▶ [EXERCISE PROMPT]: Filter the lines below, keeping each one that holds "rebased".

▶ [RECORDS SUPPLIED]:
PR #1229, opened 2016-04-20
[do not merge] remove magic with benchmark tests

liufengyun:
- remove the magic with ScalaMeter test
- remove `pos` tests
- merge all dotc related tests to a single `dotty` test
- remove `Ycheck:all`

The rationale for merging dotc tests is that measurement units should be either big(whole project) or as small as a single file in order to shed light on which part of the compiler might be slower or faster.

We can add specific single file bench test as we go. Please review @DarkDimius , thanks.

### DIFF
--- a/bench/src/test/scala/Benchmarks.scala
+++ b/bench/src/test/scala/Benchmarks.scala
@@ -1,17 +1,14 @@
 package dotty.tools.benchmarks
 
-import java.lang.annotation.Annotation
-import java.lang.reflect.Method
 
-import org.junit.runner.Request
-import org.junit.runner.notification.RunNotifier
 import org.scalameter.Key.reports._
 import org.scalameter.PerformanceTest.OnlineRegressionReport
 import org.scalameter.api._
-import org.scalameter.{Context, History, persistence, currentContext}
+import org.scalameter.{Context, History, currentContext, persistence}
 import org.scalameter.reporting.RegressionReporter.Tester
+import test.CompilerTest
 
-import scala.collection.mutable.ListBuffer
+import scala.io.Source
 
 // decorator of persitor to expose info for debugging
 class DecoratorPersistor(p: Persistor) extends SerializationPersistor {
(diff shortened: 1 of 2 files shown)


liufengyun:
I've rebased the PR. The bench test runs without problem on my machine, but it generates following error on the benchmark testing machine:

```
java.lang.ClassCastException: scala.tools.nsc.backend.jvm.BTypes$ClassBType cannot be cast to scala.tools.nsc.backend.jvm.BTypes$ArrayBType
```

I guess it's related to some environment settings, I'll need to investigate more.

liufengyun:
Thanks @DarkDimius for your clue, now the cause of exception on benchmark machine is spotted and fixed in 23d14359. The cause is that bench project uses a different version of scala-compiler. Explicit specifying the version fixes the problem.

I've also rebased this PR over master. If the tests pass, it's ready to be merged and we'll start tracking performance with just two projects: `stdlib` and `dotty`. We can add more standard projects as well.

The benchmarks are at `macro-level`. We can add interesting single file `micro-level` tests as we go. And I'll play with flame graph later so that we'll have tools to diagnose micro-level benchmarks if there's significant regression.

liufengyun:
One tricky issue with using a static version of dotty for benchmarks is that the older version of dotty may fail to compile. E.g., the introduction of multiverse makes previous version of dotty code illegal.

If such things do happen, we'll have to update `dotty-src`, which breaks our objective to use a static version of code for benchmarks.

liufengyun:
Due to the fact that using a static version of dotty may not compile later, I've reverted back to always compile the latest version of dotty.

sbt incremental compilation will not interfere after this PR is merged, as I've separated bench tests from regression tests.

Review @DarkDimius .

DarkDimius:
LGTM!
Now we need to start adding small tests that benchmark specific features.
For start, i propose [patmatexhaust-huge.scala](https://github.com/dotty-staging/dotty/blob/96d939935dbbbb029e062baec48beec822611196/tests/patmat/patmatexhaust-huge.scala) for benchrmarking pattern matcher & exhaustivity checker.

liufengyun:
Thanks @DarkDimius . I'll make a `tests/bench/<feature>/` folder, and we can add feature-specific benchmarks there.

▶ [OUTPUT BELOW]:
I've rebased the PR. The bench test runs without problem on my machine, but it generates following error on the benchmark testing machine:
I've also rebased this PR over master. If the tests pass, it's ready to be merged and we'll start tracking performance with just two projects: `stdlib` and `dotty`. We can add more standard projects as well.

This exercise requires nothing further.